Why did Taran bring me here? Does he suspect I had something to do with it?
Will they kill me next?
“Did you see anything?” asks Taran.
It takes me a moment to realize he’s talking to me. Ronan and Cyrus turn to hear my reply.
“No…I—I don’t know.”
“Don’t be frightened,” says Cyrus lazily, as if it bores him to have to comfort me. “You’re not in trouble. We just need to know what you saw.”
HadI seen something? I try to remember what had been happening around me. I moved up through the crowd. I chose that spot because…“There was a space there, next to him. I was at the back. I moved forward so I could see. And there was a space next to him like someone had been there before, but they left.”

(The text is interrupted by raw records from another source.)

Issue #1446, opened 2024-11-23
freebsd bug veracrypt not able to create a basic file container volume


justanotherscript:
# Expected behavior
Changes between 1.26.7 and1.26.14 not all but to describe the error (25 August 2024) :
FreeBSD:
    Fix privilege escalation prompts not showing up (GH #1349)
    Support automatic detection and mounting of ext2/3/4, exFAT, NTFS filesystems (GH #1350)
    Use correct Disk Utility location when "check filesystem" is ran (GH #1273)

# Observed behavior
privilege escalation prompts are appearing for example when trying to create a a basic file container volume but after typing in the correct sudo password "Not enough data available" appears as error.

# Steps to reproduce
creating a new veracrypt basic/ standard file container volume

# Screenshots

# Your Environment
![1](https://github.com/user-attachments/assets/aba09120-4f3a-4c36-acc7-815a14feda9e)
![2](https://github.com/user-attachments/assets/43f7e3e7-01f6-4e7f-a927-3cc5667e38ea)
![3](https://github.com/user-attachments/assets/377adc1b-8056-4ecf-839a-5c93da19439d)
![4](https://github.com/user-attachments/assets/ca10f2cc-249c-4d9d-a46b-8fb2c4e44b70)
![5](https://github.com/user-attachments/assets/3f99cbe6-e3fa-40cb-85d1-b1d71b800ae7)
![6](https://github.com/user-attachments/assets/dbe39b98-5c56-4fc2-9b47-6329849bcbe5)
![7](https://github.com/user-attachments/assets/6bc0dab5-43d4-4a49-ac3e-5b950afc53ad)
![8](https://github.com/user-attachments/assets/2559ecb3-3b0c-4cc1-b362-a6cbb03f2a80)
![9](https://github.com/user-attachments/assets/05760e78-74a1-4984-bb46-96a86be1f007)
![10](https://github.com/user-attachments/assets/4c0e550c-69aa-406d-9448-2c1515f77ad3)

“Go,” Ronan says to Taran.
“But sir—”
“Send in Stella. He may have an accomplice.”
Taran does as he’s asked.
Taking a deep breath, Ronan stretches and leans back against the wall, looking at me. He has the nerve to smirk.
Is this some kind of game to him? A man is dead on his order, a man that I’m genuinely hoping was planning to kill him so that I don’t have his death on my conscience, and he’s just smirking at me like he was dealt the best hand at the table, and everyone else has bet their fortune.
He’s slouching now against the wall, and I am once again one hundred percent certain he’s Soren. Either that, or the king has a secret, slum-dwelling twin.
Come to think of it, after everything I’ve heard about how royalty tends to carry on with the common folk, that’s not unlikely.
“Cyrus, you too. Go back to your quarters and check on Quinn.”
Cyrus doesn’t look like he minds being dismissed, nor does he perceive me as a threat. He leaves without so much as a glance in my direction.
Ronan turns to the guard Taran sent in. “Leave me alone with her.”
A shiver runs down my spine. What is he doing?
“But your majesty, Taran would—”
“I know what Taran would say. That’s why I sent him away.”
The guard swallows hard. She’s very young, and she clearly doesn’t know how far she should push against the king. Even when he’s doing something incredibly reckless, like asking to be left alone with someone who wants to kill him.
Maybe he wants to kill me, and he wants there to be no witnesses.
But I don’t see why that should be the case. Surely the king’s Grand Vizier and his guards would lie for him. Or they would even do the deed themselves.
“Sir, I—” the guard tries again.
“I’ll tell him I made you leave. Go.”
“Yes, sir.”
The guard leaves, shooting a nervous look in my direction.
We’re alone in the room.
Ronan looks at me for a long moment. It’s unfair that he can feel what I’m feeling, and I have no idea what’s going through his mind.